▸ WORK REQUEST: Which lines of the data contain the string "plugins"? Copy every one of them.

▸ DATA FOR THE TASK:

PR #802, opened 2016-02-10
Novnode flag

mambocab:
Probably not ready for merge yet, just looking to start a conversation. @ptnapoleon?

### DIFF
--- a/plugins/dtestconfig.py
+++ b/plugins/dtestconfig.py
@@ -1,0 +1,42 @@
+from collections import namedtuple
+
+from nose import plugins
+
+# A class that defines the attributes that have to be defined for configuring
+# a dtest run. namedtuple does what we want -- it's immutable and requires
+# all the attributes to be passed in to be instantiated.
+GlobalConfigObject = namedtuple('GlobalConfigObject', [
+    'vnodes',  # disable or enable vnodes
+])
+
+_CONFIG = None
+
+
+class DtestConfigPlugin(plugins.Plugin):
+    """
+    Pass in configuration options for the dtests.
+    """
+    enabled = True  # if this plugin is loaded at all, we're using it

▸ RESULT FOR THIS EXERCISE:
--- a/plugins/dtestconfig.py
+++ b/plugins/dtestconfig.py
+from nose import plugins
+class DtestConfigPlugin(plugins.Plugin):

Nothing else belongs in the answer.